**RECORDS FOR THE EXERCISE:**
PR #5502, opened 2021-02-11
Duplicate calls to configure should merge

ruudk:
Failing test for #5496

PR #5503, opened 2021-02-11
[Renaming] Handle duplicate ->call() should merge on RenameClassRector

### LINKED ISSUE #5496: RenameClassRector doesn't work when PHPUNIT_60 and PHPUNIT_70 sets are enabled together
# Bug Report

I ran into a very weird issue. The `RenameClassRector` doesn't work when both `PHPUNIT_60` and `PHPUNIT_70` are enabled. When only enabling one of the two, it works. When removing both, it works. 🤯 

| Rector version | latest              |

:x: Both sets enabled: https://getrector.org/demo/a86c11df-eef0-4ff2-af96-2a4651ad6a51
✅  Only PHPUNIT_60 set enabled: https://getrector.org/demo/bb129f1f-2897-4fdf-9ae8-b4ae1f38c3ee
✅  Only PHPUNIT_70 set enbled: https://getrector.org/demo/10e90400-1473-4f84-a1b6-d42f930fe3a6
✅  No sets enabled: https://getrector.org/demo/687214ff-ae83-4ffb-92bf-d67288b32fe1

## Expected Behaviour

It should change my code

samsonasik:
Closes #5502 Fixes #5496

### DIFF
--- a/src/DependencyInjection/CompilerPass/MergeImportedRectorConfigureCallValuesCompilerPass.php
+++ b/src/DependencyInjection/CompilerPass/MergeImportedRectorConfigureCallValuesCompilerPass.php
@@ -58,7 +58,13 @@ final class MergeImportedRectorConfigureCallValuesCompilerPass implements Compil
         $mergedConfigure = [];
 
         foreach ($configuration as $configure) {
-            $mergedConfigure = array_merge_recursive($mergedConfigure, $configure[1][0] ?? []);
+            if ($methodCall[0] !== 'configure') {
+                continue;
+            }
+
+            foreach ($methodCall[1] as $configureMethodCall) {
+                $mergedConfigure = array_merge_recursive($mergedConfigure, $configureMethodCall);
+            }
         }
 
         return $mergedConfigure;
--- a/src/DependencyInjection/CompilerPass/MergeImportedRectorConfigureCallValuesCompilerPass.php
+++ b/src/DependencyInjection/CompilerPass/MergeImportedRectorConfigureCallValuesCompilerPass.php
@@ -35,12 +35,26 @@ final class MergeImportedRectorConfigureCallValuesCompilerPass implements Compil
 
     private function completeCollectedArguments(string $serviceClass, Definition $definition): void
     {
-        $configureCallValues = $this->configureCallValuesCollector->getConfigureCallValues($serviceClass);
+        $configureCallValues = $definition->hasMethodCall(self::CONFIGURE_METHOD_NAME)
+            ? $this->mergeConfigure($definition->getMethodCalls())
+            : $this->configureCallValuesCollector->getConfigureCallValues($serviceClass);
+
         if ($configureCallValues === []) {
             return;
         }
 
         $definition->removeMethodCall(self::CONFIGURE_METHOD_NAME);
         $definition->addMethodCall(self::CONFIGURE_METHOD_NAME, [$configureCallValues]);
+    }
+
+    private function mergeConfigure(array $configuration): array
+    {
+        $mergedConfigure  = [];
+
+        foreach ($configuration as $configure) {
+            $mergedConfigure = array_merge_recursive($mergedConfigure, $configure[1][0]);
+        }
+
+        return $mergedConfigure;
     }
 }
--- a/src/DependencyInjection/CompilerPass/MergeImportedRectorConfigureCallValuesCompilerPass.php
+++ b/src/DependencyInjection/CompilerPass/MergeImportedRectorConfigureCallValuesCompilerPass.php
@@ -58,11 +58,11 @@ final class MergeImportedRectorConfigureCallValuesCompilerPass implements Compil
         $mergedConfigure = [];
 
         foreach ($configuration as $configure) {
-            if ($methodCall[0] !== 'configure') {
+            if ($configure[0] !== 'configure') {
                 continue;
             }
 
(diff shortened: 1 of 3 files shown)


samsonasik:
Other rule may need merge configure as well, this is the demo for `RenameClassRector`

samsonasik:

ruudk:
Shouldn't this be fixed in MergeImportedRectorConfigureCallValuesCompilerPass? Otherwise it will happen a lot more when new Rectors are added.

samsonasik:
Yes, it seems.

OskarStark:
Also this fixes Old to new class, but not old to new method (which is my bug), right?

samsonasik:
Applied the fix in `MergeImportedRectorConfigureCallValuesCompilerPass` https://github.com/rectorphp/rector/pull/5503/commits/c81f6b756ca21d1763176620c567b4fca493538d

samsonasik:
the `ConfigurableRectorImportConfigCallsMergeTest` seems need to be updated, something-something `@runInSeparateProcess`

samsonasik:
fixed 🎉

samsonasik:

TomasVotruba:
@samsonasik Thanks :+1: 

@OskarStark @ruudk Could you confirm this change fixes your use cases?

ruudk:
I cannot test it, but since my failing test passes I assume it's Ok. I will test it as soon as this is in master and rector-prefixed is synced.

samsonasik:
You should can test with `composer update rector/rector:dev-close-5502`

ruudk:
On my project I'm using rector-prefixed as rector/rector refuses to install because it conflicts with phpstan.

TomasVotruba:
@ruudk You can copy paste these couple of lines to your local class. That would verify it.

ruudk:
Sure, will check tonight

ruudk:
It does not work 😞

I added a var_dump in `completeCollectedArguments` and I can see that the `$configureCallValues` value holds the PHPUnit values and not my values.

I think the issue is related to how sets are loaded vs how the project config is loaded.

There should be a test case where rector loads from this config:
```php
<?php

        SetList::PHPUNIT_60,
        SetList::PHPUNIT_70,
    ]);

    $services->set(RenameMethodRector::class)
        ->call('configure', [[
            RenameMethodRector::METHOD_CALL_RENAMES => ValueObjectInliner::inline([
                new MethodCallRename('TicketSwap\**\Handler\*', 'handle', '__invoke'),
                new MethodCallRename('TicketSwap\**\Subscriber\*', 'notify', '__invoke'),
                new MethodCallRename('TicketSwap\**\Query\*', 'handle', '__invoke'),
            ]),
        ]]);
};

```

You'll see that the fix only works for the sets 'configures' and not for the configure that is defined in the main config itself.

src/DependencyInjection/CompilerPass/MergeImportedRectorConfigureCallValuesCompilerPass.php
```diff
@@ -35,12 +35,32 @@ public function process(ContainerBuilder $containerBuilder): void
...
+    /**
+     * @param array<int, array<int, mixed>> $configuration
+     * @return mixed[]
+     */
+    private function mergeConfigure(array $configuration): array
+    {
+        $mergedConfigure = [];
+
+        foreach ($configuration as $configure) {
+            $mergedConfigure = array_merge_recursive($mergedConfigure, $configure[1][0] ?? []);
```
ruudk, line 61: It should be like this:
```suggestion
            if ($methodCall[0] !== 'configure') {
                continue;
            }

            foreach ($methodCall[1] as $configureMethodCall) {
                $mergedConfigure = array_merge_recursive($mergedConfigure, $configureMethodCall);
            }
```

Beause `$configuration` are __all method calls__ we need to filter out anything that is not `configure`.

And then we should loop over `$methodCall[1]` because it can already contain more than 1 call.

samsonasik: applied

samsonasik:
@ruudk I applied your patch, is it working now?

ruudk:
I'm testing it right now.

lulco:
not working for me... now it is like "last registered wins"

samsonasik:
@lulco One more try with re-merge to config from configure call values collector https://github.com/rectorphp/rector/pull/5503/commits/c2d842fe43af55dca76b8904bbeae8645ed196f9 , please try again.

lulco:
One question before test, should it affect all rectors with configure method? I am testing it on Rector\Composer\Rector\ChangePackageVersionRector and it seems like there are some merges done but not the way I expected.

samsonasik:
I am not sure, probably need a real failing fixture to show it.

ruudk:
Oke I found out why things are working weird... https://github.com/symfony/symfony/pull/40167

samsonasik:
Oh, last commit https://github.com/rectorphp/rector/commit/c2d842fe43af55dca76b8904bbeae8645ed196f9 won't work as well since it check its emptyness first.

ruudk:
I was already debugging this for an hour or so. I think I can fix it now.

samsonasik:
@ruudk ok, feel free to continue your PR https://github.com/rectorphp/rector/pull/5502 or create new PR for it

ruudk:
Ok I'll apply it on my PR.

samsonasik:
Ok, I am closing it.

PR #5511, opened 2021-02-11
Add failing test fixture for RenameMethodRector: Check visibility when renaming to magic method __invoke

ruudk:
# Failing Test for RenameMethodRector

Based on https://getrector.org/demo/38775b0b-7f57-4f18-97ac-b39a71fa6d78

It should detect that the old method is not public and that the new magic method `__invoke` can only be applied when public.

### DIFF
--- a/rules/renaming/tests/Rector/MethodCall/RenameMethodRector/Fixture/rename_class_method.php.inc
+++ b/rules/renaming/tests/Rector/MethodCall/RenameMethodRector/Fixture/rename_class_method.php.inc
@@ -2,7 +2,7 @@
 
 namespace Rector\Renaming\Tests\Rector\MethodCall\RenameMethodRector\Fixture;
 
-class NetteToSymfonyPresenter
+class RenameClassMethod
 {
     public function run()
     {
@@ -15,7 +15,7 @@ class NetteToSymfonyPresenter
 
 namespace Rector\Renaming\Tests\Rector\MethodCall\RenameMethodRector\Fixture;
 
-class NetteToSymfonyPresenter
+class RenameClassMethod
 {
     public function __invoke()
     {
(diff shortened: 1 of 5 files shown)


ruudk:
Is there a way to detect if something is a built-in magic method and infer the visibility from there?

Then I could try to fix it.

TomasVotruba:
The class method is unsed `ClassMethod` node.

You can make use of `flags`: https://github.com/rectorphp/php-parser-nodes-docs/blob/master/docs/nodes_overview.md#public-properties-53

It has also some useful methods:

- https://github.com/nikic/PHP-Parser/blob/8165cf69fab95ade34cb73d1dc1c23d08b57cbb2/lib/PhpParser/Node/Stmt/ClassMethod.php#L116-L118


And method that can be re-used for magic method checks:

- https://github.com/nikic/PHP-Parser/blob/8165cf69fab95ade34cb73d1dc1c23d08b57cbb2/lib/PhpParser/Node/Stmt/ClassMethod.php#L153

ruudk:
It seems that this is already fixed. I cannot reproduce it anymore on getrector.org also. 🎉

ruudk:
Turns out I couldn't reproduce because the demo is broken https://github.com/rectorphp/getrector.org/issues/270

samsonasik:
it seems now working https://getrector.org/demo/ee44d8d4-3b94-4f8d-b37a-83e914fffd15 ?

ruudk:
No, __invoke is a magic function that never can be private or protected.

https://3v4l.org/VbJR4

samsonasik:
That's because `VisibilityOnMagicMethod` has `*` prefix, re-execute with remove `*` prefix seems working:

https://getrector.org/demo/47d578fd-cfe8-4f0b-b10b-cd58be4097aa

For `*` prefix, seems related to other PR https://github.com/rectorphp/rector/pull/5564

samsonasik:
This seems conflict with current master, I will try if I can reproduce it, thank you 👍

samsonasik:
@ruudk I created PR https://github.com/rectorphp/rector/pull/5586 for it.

**TASK INSTRUCTIONS:** If a line of the records holds the word "public", count it; report only the total.

**ANSWER BOX:** 5